Why the Late Maryam Mirzakhani was so Important to Mathematics

Iranian-born professor won the Fields Medal in 2014.

Stanford University

Maryam Mirzakhani, a renowned mathematician and the first woman to win the Fields Medal, died on Saturday after a four year battle with breast cancer. She was 40 years old.

Mirzakhani’s friend Firouz Naderi, the former Director for Solar System Exploration at NASA, broke the news on Instagram Saturday. “A light was turned off today. It breaks my heart ….. gone far too soon,” he wrote.

Mirzakhani had a profound impact in the field of mathematics. A professor at Stanford, the Iranian-born Mirzakhani won the Fields Medal in 2014 for her research on the complex structural configurations known as Riemann surfaces.

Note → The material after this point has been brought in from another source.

PR #1084, opened 2020-12-17
fix(input-field): improve action for incomplete url:s, improve target for relative url:s

maltja:
I copied the lime-link-helper.service.ts file from the webclient repo that was used in the old card and did some small refactoring changes to it. ~~The type of the input-field cannot be url because then the full url is required. Therefore, it is set to type = 'text'.~~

Particularly, Mirzakhani’s work concerned the “moduli spaces” of these shapes.

Stanford University told The Guardian that Mirzakhani’s work in mathematics on space and shape had implications in fields ranging from cryptography to the theoretical physics of how the universe came to exist.

She was the first woman to win the Fields Medal, nicknamed the “Nobel Prize for Mathematics.” The win was significant; although women have been contributing to mathematics for centuries, the field is still viewed as predominately male. One need look no further than the Fields Medal itself; the prize was established in 1936.

Mirzakhani was born in 1977 in Tehran. She won two gold medals in the International Mathematical Olympiad as a teen, and earned her PhD at Harvard in 2004. She is survived by her husband, Jan Vondrák, and her daughter, Anahita.